3 // PlayTex Sport Fresh Balance Regular Absorbency Tampons - value $3.99-$4.99*
I don't think this product requires really a whole lot of review. I mean, we all know what tampons are supposed to do.. And either they work, or they don't, and they're comfortable, or they're not. These worked well for me, and were very comfortable. I've been pretty loyal to a different brand in the past, but I would seriously consider switching to these. And they were scented, so the package smelled nice.... So there is that. :) 

This. Was. Awesome. I have had a pretty ridiculous couple of weeks with work, and was really stressed out, so on Monday, I decided that a mid-afternoon soak with my phone turned off and a book in my hand was in order. I sprinkled in some of this bath soak stuff, and got blissfully lost for 30 minutes. I loved the relaxing scent of the lavender and chamomile, and my skin didn't have any of that really tight, I've-been-sitting-in-hot-water-for-a-while-and-now-my-skin-is-too-tight-for-my-skeleton feeling that sometimes happens. I actually felt so moisturized that I forgot to put on lotion afterwards, which is a rarity in the desert, let me tell you. I would definitely purchase this and use it regularly!

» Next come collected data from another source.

PR #1938, opened 2024-12-06
Add `no_std` support to `wasm-encoder`

ark0f:


alexcrichton:
Thanks for the PR! For posterity can you describe as well how you're planning on using this? (e.g. the platform/use case you have in mind). Also mind updating [this comment](https://github.com/bytecodealliance/wasm-tools/blob/96c1aa1afadffa816b6dd0ffe03c6181a1e9baf4/Cargo.toml#L67-L68) as well to mention the new build script?

ark0f:
> For posterity can you describe as well how you're planning on using this? (e.g. the platform/use case you have in mind).

Sure. Great part of [Gear Protocol](https://github.com/gear-tech/gear) business logic is compiled into WASM to be deterministically executed on blockchain and thus we have `no_std` environment. We want to instrument user uploaded WASM programs with `wasmparser` and `wasm-encoder` libraries

ark0f:
> Also mind updating [this comment](https://github.com/bytecodealliance/wasm-tools/blob/96c1aa1afadffa816b6dd0ffe03c6181a1e9baf4/Cargo.toml#L67-L68) as well to mention the new build script?

Done

alexcrichton (approved):

PR #1946, opened 2024-12-10
[wasm-metadata] pretty-print cli output

yoshuawuyts:
Closes #1923. While this doesn't quite deliver on the vision I sketched in the issue, I believe it's a meaningful step up from the status quo. I've also filed https://github.com/Nukesor/comfy-table/issues/160, which if accepted will hopefully allow us to more closely match `duf`'s output.

I'm not quite sure what the process for introducing new dependencies here is. To pretty-print tables, we're going to need *some* printing library - and `comfy-table` seemed like a reasonable choice. I looked at the deps, and nothing particularly stood out to me as a potential problem?

Thanks!

## Screenshot
This is what the output currently looks like. I might do another pass to add colors, etc - but this seemed like a good starting point.

Screenshot 2024-12-10 at 03 08 38

PR #1948, opened 2024-12-10
Fix test bless

yoshuawuyts:
While working on https://github.com/bytecodealliance/wasm-tools/pull/1946 I noticed that the test case bless flag was changing a lot of files (174). That's because we currently include a mix of files where some have trailing newlines and others do not. This fixes the test case bless flag to always include trailing newlines - and then blesses the test suite to ensure all files have a trailing newline.

This should make it a lot easier to bless subsequent runs. Thanks!


tests/cli/merge-with-similar-versions.wit.invalid-semver.stdout
```diff
@@ -0,0 +1 @@
+
```
alexcrichton, line 1: Mind adding a special case that skips the output if the output is empty? (avoids adding lots of empty files)

alexcrichton (approved):

alexcrichton:
I think this ended up happening in https://github.com/bytecodealliance/wasm-tools/pull/1954, so I'm going to close this

yoshuawuyts:
oops, sorry I forgot I had this open. Ty for closing this!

5 // VitaminShoppe Next Step Shaker Cup - value $7.99 + 6 // VitaminShoppe Protein Shake - value $24.99 for 608grams (I received 3 flavors, each 38g)
I am not much of a protein shake lover.. Always wanted to be, but I've just never been able to find something that I thought was good enough to regularly stomach the taste and consistency. I was really excited to find three different flavors of protein shake AND a shaker in the box.. I tried the fresh berry flavor first..I mixed it two ways, four ounces of plain water and four ounces of lemon infused water, thinking that since it was a berry flavor, and berries taste great with lemon, it would be delicious (or at least more delicious that regular protein shakes). Nope. :( It wasn't terrible, certainly not the worst tasting protein shake I've ever had...but it wasn't good. I tried the French Vanilla and Swiss Chocolate flavors too, and though the Swiss Chocolate one isn't too bad, but I don't know if I would say I'd purchase the brand in the future, since I personally didn't love the taste. The shaker was pretty cool though! I will definitely be using it again any time I mix up a shake, even if it's not specifically a protein shake. And bonus - you can get free shipping at www.vitaminshoppe.com right now through the end of June!! Head on over and get a shaker for yourself and try some of their new shake flavors!
fit n full protein shake

7 // Blue Diamond Fruit Flavored Almonds - value $3.19 for 4oz bag
I've never liked nuts of any kind for my whole life, but I know that almonds are really good for you (good fats and all that), so I have been really making an effort to like them. I received a small bag of blueberry flavored almonds, and I actually thought they were pretty good! I think I would have liked the raspberry or strawberry flavors a lot more, since I already don't love almonds, and I don't really like blueberries either. I do plan to try the other berry flavors available though, in the hope that I'll be able to make myself eat more almonds. 
blue diamond fruit flavored almonds

Coupon for one free container of Muller brand Greek Yogurt - value $1.49
Oh my goodness. Guys. This Greek yogurt is AMAZING. Usually Greek yogurt is too sour for me, so I have a tendency to avoid it, but this...this is delicious. It's a little tart, but not unbearably so. I tried two flavors - the cherry with dark chocolate shavings, and blackberry/raspberry. I love the blackberry/raspberry one the most, though they were both good. I love the fresh fruit, and the taste of the berries. I didn't have any on hand, but I would have loved to put some granola or dry grape-nuts in the yogurt to add a little crunch! Check out suggestions from other Greek yogurt lovers using the hashtag #MullerQuaker!
Muller Greek Yogurt

Many thanks to Influenster, and to all the partner companies that worked together to create this box!